Content starts

PR #7010, opened 2020-10-09
feat(Link): added size support for Link component (#7001)

### LINKED ISSUE #7001: [link] add size variations
Add size variations to link and inline link
- 12px
- 16px

(or other way to control and set the type size)

rzhekova:
Closes #7001

Hello 👋 here are the changes for issue 7001. The link font size can now be set via a `size` prop which at the moment allows only `12px` and `16px` to be passed in as values. However, if you'd prefer I can change those to `sm` and `lg` so they're more in line with the TextInput component. 

Also, updated Storybook and `sass.md` with the new bit of CSS. 

Let me know what you think. Thanks!


packages/components/src/components/link/_link.scss
```diff
@@ -91,6 +91,14 @@
   .#{$prefix}--link--disabled.#{$prefix}--link--inline {
     text-decoration: underline;
   }
+
+  .#{$prefix}--link--12px {
+    font-size: 12px;
```
emyarod: can we convert this to `rem`s?

packages/components/src/components/link/_link.scss
```diff
@@ -91,6 +91,14 @@
...
+  }
+
+  .#{$prefix}--link--16px {
+    font-size: 16px;
```
emyarod: can we convert this to `rem`s?

emyarod (commented):
thanks for jumping in on this issue! would you mind using the `sm` and `lg` naming scheme like TextInput?

asudoh:
Weighing in; Wondering if we can introduce a t-shirt size or a like rather than a size indicating a pixel size. Especially given that Carbon for external facing websites has a theme to bump up the type/container sizes. Thanks!

rzhekova:
Hi guys, changed over to t-shirt sizes and rems. Thanks 🙂

emyarod:
thanks for making those changes @rzhekova ! it looks like there is a merge conflict with your latest test file which needs to be resolved

rzhekova:
Hi @emyarod yeah noticed there were conflicts, just pushed up more changes to resolve them

emyarod (approved):

rzhekova:
@emyarod Awesome, thanks!

tw15egan (approved):
Looks great, thanks for contributing! 🎉  👍  ✅

dakahn (approved):

aagonzales (approved):
Sorry for the delayed review. I was out of office. This looks great! Thanks for contributing!

packages/components/src/components/link/_link.scss
```diff
@@ -91,6 +91,14 @@
   .#{$prefix}--link--disabled.#{$prefix}--link--inline {
     text-decoration: underline;
   }
+
+  .#{$prefix}--link--sm {
+    font-size: rem(12px);
```
vpicone: I think we'll want adjust line height/letter-spacing as well. We could use the `helper-text-01` and `body-long-02` tokens to handle `sm` and `lg` respectively.

vpicone (changes requested):
@aagonzales Right now we're just adjusting font size, we probably would want to tweak line-height and letter spacing as well right?

We could use the `helper-text-01` and `body-long-02` tokens to handle `sm` and `lg` respectively.

packages/components/src/components/link/_link.scss
rzhekova: Hi @vpicone, the classes are now using the tokens you mentioned

vpicone: Awesome! We’ll just wait for design verification to make sure those are the right tokens.

aagonzales: `helper-text-01` isn't actually the correct token. Its more helper text that is associated with fields. We don't really have a token that matches this 12px usage right now. Does it absolutely have to have a token? If so I think we may need to make a new type token that supports it. 

@jeanservaas what do you think?

vpicone: @aagonzales it doesn't have to have a token, we can explicitly define each attribute. But token or not, I kind of assumed we'd want to match the line-height and letter-spacing of similarly sized text.

aagonzales: Yup we would want to match those other attributes. I talked to Jeannie about this and we want to add a new type token for the 12px scenario which has been coming up more. `helper-text-01` is actually going to be deprecated in the next release according to Jeannie.

rzhekova: Hi both, I have a couple of questions regarding what you discussed above. 

If a new token is needed, is it something that has to be done as part of this PR? If no, I can for the time being just add the CSS needed to `--link--sm` and once the token is created it can replace the CSS in another issue perhaps. If yes, that's fine I can add the changes in another commit, assuming to create a new one I just need to use eg `helper-text-01` or some other token as an example. Either way, it would be great if you let me know what the line-height and the letter-spacing need to be set to.

And finally, is `--link--lg` okay using `body-long-02` or would that need changing too?

Thanks!

aagonzales: Yes the new token would be a task outside of this issue. So I guess its ok to proceed with using `help-text-01` for now and we can replace it later (unless dev disagrees with that @vpicone @tw15egan @emyarod )

And I was distracted by that token convo, but the `--lg` link should be using `body-short-02` to match the line height sequencing of reg link which uses `body-short-01`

Content ends

Requirement
Search the listing for the string "variations". Copy each line where it is found.

Written response
### LINKED ISSUE #7001: [link] add size variations
Add size variations to link and inline link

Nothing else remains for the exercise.